Learning from Imbalanced and Incomplete Supervision with Its Application to Ride-Sharing Liability Judgment
Lan-Zhe Guo,Zhi Zhou,Jie-Jing Shao,Qi Zhang,Feng Kuang,Gao-Le Li,Zhang-Xun Liu,Guo-Bin Wu,Nan Ma,Qun Li,Yu-Feng Li
DOI: https://doi.org/10.1145/3447548.3467305
2021-01-01
Abstract:In multi-label tasks, sufficient and class-balanced label is usually hard to obtain, which makes it challenging to train a good classifier. In this paper, we consider the problem of learning from imbalanced and incomplete supervision, where only a small subset of labeled data is available and the label distribution is highly imbalanced. This setting is of importance and commonly appears in a variety of real applications. For instance, considering the ride-sharing liability judgment task, liability disputes usually due to a variety of reasons, however, it is expensive to manually annotate the reasons, meanwhile, the distribution of reason is often seriously imbalanced.

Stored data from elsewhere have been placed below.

PR #4995, opened 2020-06-19
Doc computer requirement updates

jamesobutler:
Updates here are motivated by the change in https://github.com/mhalle/slicer4-download/pull/17 to link to https://slicer.readthedocs.io/en/latest/user_guide/getting_started.html#system-requirements from the download page.

Please check the OS versions I specified especially for Slicer stable.  I'm not exactly sure what is the lowest known well working version of Slicer stable on a popular linux distro like Ubuntu.

### DIFF
--- a/Docs/user_guide/getting_started.md
+++ b/Docs/user_guide/getting_started.md
@@ -6,6 +6,18 @@ Welcome to the 3D Slicer community. This page contains information that you need
 
 3D Slicer runs on any Windows, Mac, or Linux computer that was released in the last 5 years. Older computers may work (depending mainly on graphics capabilites). Slicer can also run on virtual machines and docker containers.
 
+### Operating system versions
+
+|               |Windows                                        |macOS                             |Linux                                     |
+|---------------|-----------------------------------------------|----------------------------------|------------------------------------------|
+|Stable Release |Windows 10 or later<br>Windows 8.1<br>Windows 7|OS X Mavericks (10.9) or later    |Ubuntu 16.04 or later<br>CentOS 7 or later|
+|Preview Release|Windows 10 or later<br>Windows 8.1<br>Windows 7|macOS High Sierra (10.13) or later|Ubuntu 18.04 or later<br>CentOS 7 or later|
+
+**Notes:**
+- It is always recommended to use the latest public release of Windows or macOS.  For Linux, this would be the latest LTS (Long-term-support) version.
+- Slicer is expected to work on the vast majority of desktop and server Linux distributions. The system is required to provide at least GLIBC 2.17 and GLIBCCC 3.4.19. For more details, read [here](https://www.python.org/dev/peps/pep-0599/#the-manylinux2014-policy).
+- Only 64-bit Slicer installers are available to download. Developers can attempt to build 32-bit versions on their own if they need to run Slicer on a 32-bit operating system. That said, this should be carefully considered as many clinical research tasks, such as processing of large CT or MR volumetric datasets, require more memory than can be accommodated with a 32-bit program.
+
 ### Recommended hardware configuration:
 - Memory: more than 4GB (8 or more is recommended). As a general rule, have 10x more memory than the amount of data that you load.
 - Display: a minimum resolution of 1024 by 768 (1280 by 1024 or better is recommended).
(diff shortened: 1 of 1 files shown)


Docs/user_guide/getting_started.md
```diff
@@ -6,29 +6,35 @@ Welcome to the 3D Slicer community. This page contains information that you need
 
 3D Slicer runs on any Windows, Mac, or Linux computer that was released in the last 5 years. Older computers may work (depending mainly on graphics capabilites). Slicer can also run on virtual machines and docker containers.
 
+## Operating system versions
```
jcfr, line 9:
```
### Operating system versions
```

Docs/user_guide/getting_started.md
```diff
@@ -6,29 +6,35 @@ Welcome to the 3D Slicer community. This page contains information that you need
...
+
+|               |Windows                                        |macOS                             |Linux                                     |
+|---------------|-----------------------------------------------|----------------------------------|------------------------------------------|
+|Stable Release |Windows 10 or later<br>Windows 8.1<br>Windows 7|OS X Mavericks (10.9) or later    |Ubuntu 16.04 or later<br>CentOS 7 or later|
+|Preview Release|Windows 10 or later<br>Windows 8.1<br>Windows 7|macOS High Sierra (10.13) or later|Ubuntu 18.04 or later<br>CentOS 7 or later|
+
+**Notes:**
+- It is always recommended to use the latest public release of your operating system.
+- Most recent versions of popular Linux distributions should work.
+- Only 64-bit Slicer versions are available to download. Developers can attempt to build 32-bit versions on their own if they need to run Slicer on a 32-bit operating system.
```
jcfr, line 19: I like the previous text associated with `32 bit versus 64 bit`, may be we could keep it. Or even introduce a `Frequently Asked Question` sub-section ?

Docs/user_guide/getting_started.md
```diff
@@ -6,29 +6,35 @@ Welcome to the 3D Slicer community. This page contains information that you need
...
-32 bit versus 64 bit: Many clinical research tasks, such as processing of large CT or MR volumetric datasets, require more memory than can be accommodated with a 32 bit program. Therefore, we only make 64-bit Slicer versions available. Developers can build 32-bit version on their own if they need to run Slicer on a 32-bit operating system.
-
 ## Installing 3D Slicer
 
 To download Slicer, click [here](http://download.slicer.org/).
 
 ![](https://github.com/Slicer/Slicer/releases/download/docs-resources/getting_started_download.png)
 
-The "Preview Release" of 3D Slicer is updated every night and contains latest developments: new features and fixes. The "Stable Release" is updated about once a year nightly and is more rigorously tested.
+The "Preview Release" of 3D Slicer is updated every night and represents the latest development including new features and fixes.
```
jcfr, line 36: `updated every night` -> `updated daily (process starts at 11pm ET and takes few hours to complete)`

Docs/user_guide/getting_started.md
```diff
@@ -6,29 +6,35 @@ Welcome to the 3D Slicer community. This page contains information that you need
...
+The "Stable Release" is updated about once a year and is more rigorously tested.
```
jcfr, line 37: `updated about once a year` -> `updated few times a year`

Docs/user_guide/getting_started.md
```diff
@@ -6,29 +6,35 @@ Welcome to the 3D Slicer community. This page contains information that you need
...
 
+## Operating system versions
+
+|               |Windows                                        |macOS                             |Linux                                     |
+|---------------|-----------------------------------------------|----------------------------------|------------------------------------------|
+|Stable Release |Windows 10 or later<br>Windows 8.1<br>Windows 7|OS X Mavericks (10.9) or later    |Ubuntu 16.04 or later<br>CentOS 7 or later|
+|Preview Release|Windows 10 or later<br>Windows 8.1<br>Windows 7|macOS High Sierra (10.13) or later|Ubuntu 18.04 or later<br>CentOS 7 or later|
+
+**Notes:**
+- It is always recommended to use the latest public release of your operating system.
```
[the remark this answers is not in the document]
jamesobutler: This was mostly written in the context of Windows and macOS where every version is really an LTS version.  I could word it differently for Linux in the context of choosing latest LTS version.

Docs/user_guide/getting_started.md
jamesobutler: Yeah the previous text seemed to have been written in a time where 32-bit was more common than 64-bit or at least closer to half and half, so I was attempting to re-write it in the manner of expecting 64-bit with the option to choose 32-bit.  Even when running the suggested latest version of macOS it only supports running 64-bit applications so it gets a little more tricky of a comment as 32-bit support gets less and less supported.

jcfr: Good point.

What about something like this then:

```
- Only 64-bit Slicer installers are available to download. Developers can attempt to build 32-bit versions on their own if they need to run Slicer on a 32-bit operating system.  That said, this should be carefully considered as many clinical research tasks, such as processing of large CT or MR volumetric datasets, require more memory require more memory than can be accommodated with a 32 bit program.
```

jamesobutler: Yes, that sounds good.  I've updated the commit with this change.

In this paper, we present a systemic framework Limi consisting of three sub-steps, that is, Label Separating, Correlation Mining and Label Completion. Specifically, we propose an effective two-classifier strategy to separately tackle head and tail labels so as to alleviate the performance degradation on tail labels while maintaining high performance on head labels. Then, a novel label correlation network is adopted to explore the label relation knowledge with flexible aggregators. Moreover, the Limi framework completes the label on unlabeled instances in a semi-supervised fashion. The framework is general, flexible, and effective. Extensive experiments on diverse applications, such as the ride-sharing liability judgment task from Didi and various benchmark tasks, demonstrate that our solution is clearly better than many competitive methods.